Я сжимаю зубы. Артур встаёт, в карманы брюк лезет, в кошельке начинает рыться. Видимо счет хочет оплатить.

— Одного понять не могу, — хрипит Артур, — неужели тебе было мало певичек этих твоих, королев красоты, моделей сезона? С тобой любая пойдёт. Любая ноги раздвинет. Машка-то тебе моя зачем понадобилась? Она обычная учительница в школе! На молоденьких потянуло? Лет тебе сколько? Сорок скоро? Пора бы начать думать мозгом, а не тем, что между ног отросло.

— Выбирай слова, пожалуйста, я все же твой отец.

— Какой ты мне нахер отец после этого? — холодно произносит он, багровея. — Ну и где она? Я звонил ей, на работу ходил, поговорить хотел. Катька сказала, рыдала Маша, как белуга, когда в последний раз она ее видела. Очевидно, знатно осчастливил ты ее хером своим метровым.
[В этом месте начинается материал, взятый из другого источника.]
PR #35340, opened 2023-04-26
MINOR: [C++] Add missing RunEndEncodedType dtor

felipecrv:
### Rationale for this change

Avoid problems with LTO compilation (see commit 24da3be9560c5)

Definition of a virtual dtor for RunEndEncodedType.

### Are these changes tested?

N/A.

### DIFF
--- a/cpp/src/arrow/type.cc
+++ b/cpp/src/arrow/type.cc
@@ -799,6 +799,8 @@ RunEndEncodedType::RunEndEncodedType(std::shared_ptr<DataType> run_end_type,
                std::make_shared<Field>("values", std::move(value_type), true)};
 }
 
+RunEndEncodedType::~RunEndEncodedType() = default;
+
 std::string RunEndEncodedType::ToString() const {
   std::stringstream s;
   s << name() << "<run_ends: " << run_end_type()->ToString()
--- a/cpp/src/arrow/type.h
+++ b/cpp/src/arrow/type.h
@@ -1232,6 +1232,7 @@ class ARROW_EXPORT RunEndEncodedType : public NestedType {
 
   explicit RunEndEncodedType(std::shared_ptr<DataType> run_end_type,
                              std::shared_ptr<DataType> value_type);
+  ~RunEndEncodedType() override;
 
   DataTypeLayout layout() const override {
     // A lot of existing code expects at least one buffer


mapleFU:
Just curious why need a explicit dtor here, seems that it can benifits LTO?

felipecrv:
> Just curious why need a explicit dtor here, seems that it can benifits LTO?

Since we don't mark these classes `final`, they can be extended by users and without a virtual dtor (that's what the `override` means -- virtual), users can get into issues if they destroy the instance via the base interface [1].

Making the dtor non-inline is good for binary size reduction and should have little perf impact as type destruction is not part of hot loops in Arrow. [2]

[1] https://stackoverflow.com/questions/461203/when-to-use-virtual-destructors
[2] https://chromium.googlesource.com/chromium/src/+/HEAD/docs/speed/binary_size/optimization_advice.md#optimizing-native-code

mapleFU:
1. without virtual dtor, the program still works. Because base class already declares a virtual dtor.
2. Maybe it will, I'm not familiar with that

From https://github.com/apache/arrow/commit/24da3be9560c5ee4eddbd62a815af553902504b8 . Seems previously it's for lto and dyn lib

mapleFU (approved):
After talk with C++ experts, I think `~RunEnEncodedType` may benifits dynamic linking libraries and avoid some problem. LGTM

felipecrv:
@zeroshade can I get this minor change merged? :)

pitrou:
I'm a bit surprised this would be needed at all. The destructor is already virtual in the base class and so it's inherited as such. Is there a use case that fails without this?

@bkietz @benibus What do you think?

benibus:
It suppose it could be the same reasoning used with the `NestedType` dtor (which this class inherits)? https://github.com/apache/arrow/blob/d7483ae4fa9acddf44740b102adaee6675a0423e/cpp/src/arrow/type.h#L344-L346

mapleFU:
Previous problem maybe occured when LTO enabled ( https://github.com/apache/arrow/commit/24da3be9560c5ee4eddbd62a815af553902504b8 )

I guess when two dynamic libraries have different compiling arguments (like one has `-frtti`, another one is `-fno-rtti`, or using different compilers), there would be some error occured here. And it might (lightly) benifits compiling time.

References:

* http://eel.is/c++draft/basic.scope.scope#4
* http://eel.is/c++draft/class.virtual#2

felipecrv:
@pitrou it's hypothetical but possible as I explained in https://github.com/apache/arrow/pull/35340#issuecomment-1523520894

And @mapleFU has brought up the point about the LTO build needing this somehow. Note that all classes in the file have done this and the class I added wasn't following the pattern.

pitrou:
> @pitrou it's hypothetical but possible as I explained in [#35340 (comment)](https://github.com/apache/arrow/pull/35340#issuecomment-1523520894)

I don't agree with this comment. The destructor is defined as `virtual` in the base class. You don't need to redefine it in the derived class.

> And @mapleFU has brought up the point about the LTO build needing this somehow. Note that all classes in the file have done this and the class I added wasn't following the pattern.

Fair enough. But can you change the PR description to match this?

felipecrv:
@pitrou alright. I simplified the description of the PR.

I messed up in my rationale and mixed two good practices that I have internalized and always followed blindly: (1) base class should have `virtual` dtor and derived class should have `~Derived() override` to guard against that base class changing and inadvertently becoming non-virtual [1] (not the case here as the base type class will never loose its virtual members)

[1] https://clang.llvm.org/extra/clang-tidy/checks/modernize/use-override.html

Sorry to get all language-lawyerly. The real motivation behind the PR is that I saw a class that I had added not following the established practices in the source file. I try to match the existing Arrow style even I don't understand the rationale. There was the LTO issue that I didn't know about after all. Thank you @mapleFU for bringing it up.

pitrou (approved):
Thanks for the update !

Сказать мне нечего. Я не знаю, где она. Артур кидает на стол деньги, карту, роется в карманах в поисках ключей от машины.

— Не надо, оставь, — скрещиваю руки на груди, громко и часто дышу через нос.

— Права была мать, а я ей не верил. Ты всегда все портишь. Вот карты твои золотые, ролексы, что ты подарил. Завтра я съеду из квартиры, — отходит, потом возвращается, — держи от машины ключи, — швыряет брелок. — Мне от тебя ничего не нужно, на автобусе доеду.

Я почему-то думал, что он кричать будет, что херами обложит, а он умнее своей мамаши-курицы оказался.

— Сын! — встаю, окликнув.

— Нет у тебя больше сына, — потухшим голосом отвечает Артур и уходит.

Глава 51 

Дусманис

Я в прострации. Сижу, туплю на вещи, разбросанные Артуром по столу. Ещё утром у меня был наследник, которому я планировал оставить кучу денег. А сейчас у меня только моя куча и осталась. Никакой трагедии не произошло. Он, слава богу, жив и здоров. Просто я — говнюк, филигранно просравший своего сына.